===== RAW DATA =====
PR #841, opened 2023-03-18
Support for LLaMA

zphang:


megatron/model/transformer.py
```diff
@@ -723,24 +792,33 @@ def forward(self, x, attention_mask, layer_past=None):
                 attention_output, presents = attention_output
                 self.layer_past = presents
             with torch.enable_grad():
-                attention_output = bias_dropout_fn(
-                    attention_output,
-                    bias=attention_bias.expand_as(residual),
-                    residual=residual,
-                    prob=self.hidden_dropout,
-                )
+                if attention_bias is not None:
```
StellaAthena, line 795: This code is a bit opaque to me. Is this check supposed to be for whether or not we have bias weights? I think we need to have some comments explaining it.

megatron/model/transformer.py
```diff
@@ -723,24 +792,33 @@ def forward(self, x, attention_mask, layer_past=None):
...
             )
+
             with torch.enable_grad():
-                output = bias_dropout_fn(
-                    mlp_output,
-                    bias=mlp_bias.expand_as(attention_output),
-                    residual=attention_output,
-                    prob=self.hidden_dropout,
-                )
+                if self.mlp_type == "llama":
```
StellaAthena, line 811: I would rather call this "no bias MLPs" than "llama MLPs." That will make it much easier to follow this code for anyone who hasn't read the Llama paper (recently).

megatron/neox_arguments/neox_args.py
```diff
@@ -343,6 +343,26 @@ class NeoXArgsModel(NeoXArgsTemplate):
...
+    use_bias_in_attn_linear: bool = True
+    """
+    If false, attn_linear (e.g. QKVO) will not have bias terms
+    """
+
+    mlp_type: str = "regular"
+    """
+    Types:
+        regular: Megatron implementation
+        llama: LLaMA MLP
```
StellaAthena, line 359: See prior comments about name change.

megatron/neox_arguments/neox_args.py
```diff
@@ -343,6 +343,26 @@ class NeoXArgsModel(NeoXArgsTemplate):
...
+    """
+    llama_mlp_multiple_of: int = 256
+    """
+    LLaMA MLP sizes are padded to a nice number
```
StellaAthena, line 363: Is this only applicable to llama MLPs? Can we add this functionality to the codebase as a whole?

StellaAthena (changes requested):

megatron/model/transformer.py
zphang: In addition to not having bias terms, the architecture is also different (rather then up-proj then down-proj, there's an additional gating linear map). I don't feel strongly about the naming either way

megatron/neox_arguments/neox_args.py
zphang: Actually, I might take this out. This is a constraint for how they use to compute the intermediate dimension, but we can just hard-code it into the configuration for easier readability.

StellaAthena: Okay, I think that makes sense then. So we’d have a “llama” config file which satisfies this, but not tell the user to follow it in general?

zphang:
Other than the above note on LLaMAMLP, I can incorporate the necessary changes and update the PR.

megatron/model/transformer.py
StellaAthena: With the different architecture, I now like keeping the LLaMA-specific name.

StellaAthena:
I'm confused by the `"make_vocab_size_divisible_by"` argument in the config file. Can you explain what it does? We generally assume that the data has been preprocessed including pre-tokenzied, and that's the point in time where it would make sense to have such a thing (and we do).

Otherwise, this looks good to me. @Quentin-Anthony, any thoughts?

StellaAthena:
recheck

Quentin-Anthony:
> I'm confused by the `"make_vocab_size_divisible_by"` argument in the config file. Can you explain what it does? We generally assume that the data has been preprocessed including pre-tokenzied, and that's the point in time where it would make sense to have such a thing (and we do).
> 
> Otherwise, this looks good to me. @Quentin-Anthony, any thoughts?

Looking good to me. I'm gonna run some tests then merge.

Quentin-Anthony:
Works for all of my tests. Merging.

Quentin-Anthony (approved):

DaoD:
@zphang Thanks for your work! It seems that there is no params.json in the llama checkpoint. Where can I get it? Thanks!

wiio12:
@zphang Hi, thank you for your work! can you provide a `readme` explaining how to run llama in neox?

wiio12:
> @zphang Thanks for your work! It seems that there is no params.json in the llama checkpoint. Where can I get it? Thanks!

Hi @DaoD, this `params.json` file can be found in the [offical checkpoint](https://github.com/facebookresearch/llama) (It requires to fill the google form).

wiio12:
Hi @DaoD, I think llama should be loaded with the `llama/7B.yml“ config file.

I post an [issue](https://github.com/EleutherAI/gpt-neox/issues/921) that discusses problems that I came across when loading llama in Neox.

DaoD:
@zphang I think we need a new convert_sequential_to_hf.py to convert the obatined model into HF style. Have you done something about this? Thanks!

borghives:
@zphang in the tools/convert_raw_llama_weights_to_neox.py, how does one convert llama tokenizer?  

- I have tried using the documented flag in the tool "--model_size tokenizer_only" (error "assert model_size in NUM_SHARDS" when trying to run the convert_raw_llama_weights_to_neox.py)
- I have tried using the huggingface llama tokenizer.json file (error missing "merge-file" when trying to run generate)

DaoD:
> @zphang in the tools/convert_raw_llama_weights_to_neox.py, how does one convert llama tokenizer?
> 
> * I have tried using the documented flag in the tool "--model_size tokenizer_only" (got error "assert model_size in NUM_SHARDS" when trying to run the convert_raw_llama_weights_to_neox.py)
> * I have tried using the huggingface llama tokenizer.json file (got error missing "merge-file" when trying to run generate)

I think you do not need to convert llama tokenizer. Just set
```
"tokenizer_type": "SPMTokenizer",
"vocab-file": "/llama-7b-hf/tokenizer.model",
```
The tokenizer.model can be obtained from this [link](https://huggingface.co/decapoda-research/llama-7b-hf/tree/main).

DaoD:
I find another problem. The eod token's id of SentencePieceTokenizer (eos_token_id=0) is differnet from the orginal LlamaTokenizer (eos_token_id =1), which may cause some problems in training and inference.

wiio12:
> I find another problem. The eod token's id of SentencePieceTokenizer (eos_token_id=0) is differnet from the orginal LlamaTokenizer (eos_token_id =1), which may cause some problems in training and inference.

Hi @DaoD, have you tried to do inference with this model, can you generate reasonable text with it?

DaoD:
> > I find another problem. The eod token's id of SentencePieceTokenizer (eos_token_id=0) is differnet from the orginal LlamaTokenizer (eos_token_id =1), which may cause some problems in training and inference.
=====
_AIM OF THE EXERCISE:_ Reproduce the records above exactly.

_RESULT:_
PR #841, opened 2023-03-18
Support for LLaMA

zphang:


megatron/model/transformer.py
```diff
@@ -723,24 +792,33 @@ def forward(self, x, attention_mask, layer_past=None):
                 attention_output, presents = attention_output
                 self.layer_past = presents
             with torch.enable_grad():
-                attention_output = bias_dropout_fn(
-                    attention_output,
-                    bias=attention_bias.expand_as(residual),
-                    residual=residual,
-                    prob=self.hidden_dropout,
-                )
+                if attention_bias is not None:
```
StellaAthena, line 795: This code is a bit opaque to me. Is this check supposed to be for whether or not we have bias weights? I think we need to have some comments explaining it.

megatron/model/transformer.py
```diff
@@ -723,24 +792,33 @@ def forward(self, x, attention_mask, layer_past=None):
...
             )
+
             with torch.enable_grad():
-                output = bias_dropout_fn(
-                    mlp_output,
-                    bias=mlp_bias.expand_as(attention_output),
-                    residual=attention_output,
-                    prob=self.hidden_dropout,
-                )
+                if self.mlp_type == "llama":
```
StellaAthena, line 811: I would rather call this "no bias MLPs" than "llama MLPs." That will make it much easier to follow this code for anyone who hasn't read the Llama paper (recently).

megatron/neox_arguments/neox_args.py
```diff
@@ -343,6 +343,26 @@ class NeoXArgsModel(NeoXArgsTemplate):
...
+    use_bias_in_attn_linear: bool = True
+    """
+    If false, attn_linear (e.g. QKVO) will not have bias terms
+    """
+
+    mlp_type: str = "regular"
+    """
+    Types:
+        regular: Megatron implementation
+        llama: LLaMA MLP
```
StellaAthena, line 359: See prior comments about name change.

megatron/neox_arguments/neox_args.py
```diff
@@ -343,6 +343,26 @@ class NeoXArgsModel(NeoXArgsTemplate):
...
+    """
+    llama_mlp_multiple_of: int = 256
+    """
+    LLaMA MLP sizes are padded to a nice number
```
StellaAthena, line 363: Is this only applicable to llama MLPs? Can we add this functionality to the codebase as a whole?

StellaAthena (changes requested):

megatron/model/transformer.py
zphang: In addition to not having bias terms, the architecture is also different (rather then up-proj then down-proj, there's an additional gating linear map). I don't feel strongly about the naming either way

megatron/neox_arguments/neox_args.py
zphang: Actually, I might take this out. This is a constraint for how they use to compute the intermediate dimension, but we can just hard-code it into the configuration for easier readability.

StellaAthena: Okay, I think that makes sense then. So we’d have a “llama” config file which satisfies this, but not tell the user to follow it in general?

zphang:
Other than the above note on LLaMAMLP, I can incorporate the necessary changes and update the PR.

megatron/model/transformer.py
StellaAthena: With the different architecture, I now like keeping the LLaMA-specific name.

StellaAthena:
I'm confused by the `"make_vocab_size_divisible_by"` argument in the config file. Can you explain what it does? We generally assume that the data has been preprocessed including pre-tokenzied, and that's the point in time where it would make sense to have such a thing (and we do).

Otherwise, this looks good to me. @Quentin-Anthony, any thoughts?

StellaAthena:
recheck

Quentin-Anthony:
> I'm confused by the `"make_vocab_size_divisible_by"` argument in the config file. Can you explain what it does? We generally assume that the data has been preprocessed including pre-tokenzied, and that's the point in time where it would make sense to have such a thing (and we do).
> 
> Otherwise, this looks good to me. @Quentin-Anthony, any thoughts?

Looking good to me. I'm gonna run some tests then merge.

Quentin-Anthony:
Works for all of my tests. Merging.

Quentin-Anthony (approved):

DaoD:
@zphang Thanks for your work! It seems that there is no params.json in the llama checkpoint. Where can I get it? Thanks!

wiio12:
@zphang Hi, thank you for your work! can you provide a `readme` explaining how to run llama in neox?

wiio12:
> @zphang Thanks for your work! It seems that there is no params.json in the llama checkpoint. Where can I get it? Thanks!

Hi @DaoD, this `params.json` file can be found in the [offical checkpoint](https://github.com/facebookresearch/llama) (It requires to fill the google form).

wiio12:
Hi @DaoD, I think llama should be loaded with the `llama/7B.yml“ config file.

I post an [issue](https://github.com/EleutherAI/gpt-neox/issues/921) that discusses problems that I came across when loading llama in Neox.

DaoD:
@zphang I think we need a new convert_sequential_to_hf.py to convert the obatined model into HF style. Have you done something about this? Thanks!

borghives:
@zphang in the tools/convert_raw_llama_weights_to_neox.py, how does one convert llama tokenizer?  

- I have tried using the documented flag in the tool "--model_size tokenizer_only" (error "assert model_size in NUM_SHARDS" when trying to run the convert_raw_llama_weights_to_neox.py)
- I have tried using the huggingface llama tokenizer.json file (error missing "merge-file" when trying to run generate)

DaoD:
> @zphang in the tools/convert_raw_llama_weights_to_neox.py, how does one convert llama tokenizer?
> 
> * I have tried using the documented flag in the tool "--model_size tokenizer_only" (got error "assert model_size in NUM_SHARDS" when trying to run the convert_raw_llama_weights_to_neox.py)
> * I have tried using the huggingface llama tokenizer.json file (got error missing "merge-file" when trying to run generate)

I think you do not need to convert llama tokenizer. Just set
```
"tokenizer_type": "SPMTokenizer",
"vocab-file": "/llama-7b-hf/tokenizer.model",
```
The tokenizer.model can be obtained from this [link](https://huggingface.co/decapoda-research/llama-7b-hf/tree/main).

DaoD:
I find another problem. The eod token's id of SentencePieceTokenizer (eos_token_id=0) is differnet from the orginal LlamaTokenizer (eos_token_id =1), which may cause some problems in training and inference.

wiio12:
> I find another problem. The eod token's id of SentencePieceTokenizer (eos_token_id=0) is differnet from the orginal LlamaTokenizer (eos_token_id =1), which may cause some problems in training and inference.

Hi @DaoD, have you tried to do inference with this model, can you generate reasonable text with it?

DaoD:
> > I find another problem. The eod token's id of SentencePieceTokenizer (eos_token_id=0) is differnet from the orginal LlamaTokenizer (eos_token_id =1), which may cause some problems in training and inference.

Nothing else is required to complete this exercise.